What is being asked :: Look below for the line containing "retry_backoff_ms (int): Milliseconds"; from there through the line containing "Sessions will still timeout, this just gives the broker/cluster", both lines included, please set down each line exactly and nothing else.

[Saved entries]
Issue #948, opened 2017-01-18
KIP-62 / KAFKA-3888: Allow consumer to send heartbeats from a background thread


jeffwidman:
Allows consumers to take their time processing messages without being timed out from their consumer group. 

`max_poll_records` is a decent workaround for most of the pain here, but it'd still be nice to add this for consumers that have inconsistent message processing times.

Drizzt1991:
Hey @jeffwidman do you plan to do any work on this? If not I probably can take it on the weekend.

jeffwidman:
No, I'm afraid I won't have time to work on this anytime soon... if you have time, go for it!

Only comment--and you probably already know this--is as far as implementation, the closer it mirrors the Java consumer (without the bugs 😉 ), the better IMHO. Among other things, it makes it so config tuning advice from the Kafka mailing list etc is easier to translate to `kafka-python`.

jeffwidman:
We were just discussing this internally... since Python has the GIL, how would this background thread ever issue a heartbeat if the main consumer thread is CPU-bound in it's message processing?

Drizzt1991:
Hey @jeffwidman 
Sorry, but GIL will not block you from doing IO in a separate thread. At least if you are not doing something crazy like passing all messages in a pure C code, that processes them. Python will yield GIL after some time (python3) or instruction count (python2), so as long as you are not stuck in C code it should be OK.

jianbin-wei:
I agree that in most cases the GIL would not prevent the heart-beat background thread from doing its job.

jeffwidman:
@Drizzt1991 are you still planning on working on this? 

It's not something I can tackle in the near term, just wanted to check in to see where you're at on it as it would be a very useful addition...

Drizzt1991:
@jeffwidman Hey, sorry, but not seems possible in near term. I did look at how Java client does it, quite a hassle with locking, not sure I can do it properly in my limited free time.

oscarbatori:
@jeffwidman @Drizzt1991 - is there a pull request for this? We would quite like to leverage KIP-62 functionality in our organization.

Drizzt1991:
@oscarbatori Sorry, nothing too good to show...

pvanderlinden:
[...]

PR #1002, opened 2017-03-02
Bump KafkaConsumer's request_timeout to 305000ms

jeffwidman:
The Java Consumer [changed the value to 305000 in `0.10.1.0`](https://kafka.apache.org/documentation/#upgrade_1010_notable):

>  The new Java Consumer now supports heartbeating from a background thread. There is a new configuration max.poll.interval.ms which controls the maximum time between poll invocations before the consumer will proactively leave the group (5 minutes by default). The value of the configuration request.timeout.ms must always be larger than max.poll.interval.ms because this is the maximum time that a JoinGroup request can block on the server while the consumer is rebalancing, so we have changed its default value to just above 5 minutes. Finally, the default value of session.timeout.ms has been adjusted down to 10 seconds, and the default value of max.poll.records has been changed to 500.

See the current upstream value here: https://kafka.apache.org/documentation/#configuration

This value was only changed in `KafkaConsumer`. So we don't also need to update `KafkaProducer` / `KafkaClient` as the upstream Java implementations still default to `30000`. The broker default is also `30000`.

----

Note: 
Merging this may be slightly premature since #948 hasn't been done to add `max.poll.interval.ms` yet, but I don't see any harm in adding this now. 

Sessions will still timeout, this just gives the brokers/cluster a bit longer to handle things like consumer group coordination etc.

In one of our dev environments, we were seeing a lot of these timeouts at the current default of `40000` using the new `KafkaConsumer`. Weirdly, the timeouts were being hit even though the consumer had no messages to consume and they were starting with default offset of `latest`. 

This doesn't quite feel right. It's a dev cluster, so everything on VMs and the network can be flaky/slow. But I still wouldn't have expected a consumer that was simply sitting there would be hitting this request timeout at 40 seconds.

Still, when I bumped their request timeouts up to this new `305000` value, the timeout errors went away, and the consumers remained stable as best I could tell.

### DIFF
--- a/kafka/consumer/group.py
+++ b/kafka/consumer/group.py
@@ -74,7 +74,7 @@ class KafkaConsumer(six.Iterator):
             happens, the consumer can get stuck trying to fetch a large
             message on a certain partition. Default: 1048576.
         request_timeout_ms (int): Client request timeout in milliseconds.
-            Default: 40000.
+            Default: 305000.
         retry_backoff_ms (int): Milliseconds to backoff when retrying on
             errors. Default: 100.
         reconnect_backoff_ms (int): The amount of time in milliseconds to
@@ -213,7 +213,7 @@ class KafkaConsumer(six.Iterator):
         'fetch_max_wait_ms': 500,
         'fetch_min_bytes': 1,
         'max_partition_fetch_bytes': 1 * 1024 * 1024,
-        'request_timeout_ms': 40 * 1000,
+        'request_timeout_ms': 305000,
         'retry_backoff_ms': 100,
         'reconnect_backoff_ms': 50,
         'max_in_flight_requests_per_connection': 5,


jeffwidman:
This may be slightly premature since #948 hasn't added `max.poll.interval.ms` yet, but I don't see any harm in adding this now. 

Sessions will still timeout, this just gives the broker/cluster a bit longer to handle things like consumer group coordination etc. 

We were seeing timeouts in dev clusters using the current default of 4 seconds and I suspect it's because the consumer group coordination wasn't finished due to slow/flaky network connections within our dev environment.

jeffwidman:
Actually, don't merge yet, I need to also check if this should be changed in `KafkaProducer` and `KafkaClient`

jeffwidman:
In one of our dev environments, we were seeing a lot of these timeouts at the current default of `40000` using the new `KafkaConsumer`. Weirdly, the timeouts were being hit even though the consumer had no messages to consume and they were starting with default offset of `latest`. 

This doesn't quite feel right. It's a dev cluster, so everything on VMs and the network can be flaky/slow, but I still wouldn't have expected a consumer that was doing nothing other than sitting there should be hitting this request timeout at 40 seconds.

Still, when I bumped their request timeouts up to this new `305000` value, the timeout errors went away, and the consumers remained stable as best I could tell.

dpkp:
It does seem strange to hit 40sec timeouts in an environment like that.

dpkp:
Would like to wait on changing this default until the background heartbeat thread is implemented

yaman-jain:
Hi @dpkp,
Possible to merge this PR?
Thanks in advance

jeffwidman:
Closing in favor of #1266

Task response ::
         retry_backoff_ms (int): Milliseconds to backoff when retrying on
             errors. Default: 100.
         reconnect_backoff_ms (int): The amount of time in milliseconds to
@@ -213,7 +213,7 @@ class KafkaConsumer(six.Iterator):
         'fetch_max_wait_ms': 500,
         'fetch_min_bytes': 1,
         'max_partition_fetch_bytes': 1 * 1024 * 1024,
-        'request_timeout_ms': 40 * 1000,
+        'request_timeout_ms': 305000,
         'retry_backoff_ms': 100,
         'reconnect_backoff_ms': 50,
         'max_in_flight_requests_per_connection': 5,


jeffwidman:
This may be slightly premature since #948 hasn't added `max.poll.interval.ms` yet, but I don't see any harm in adding this now. 

Sessions will still timeout, this just gives the broker/cluster a bit longer to handle things like consumer group coordination etc. 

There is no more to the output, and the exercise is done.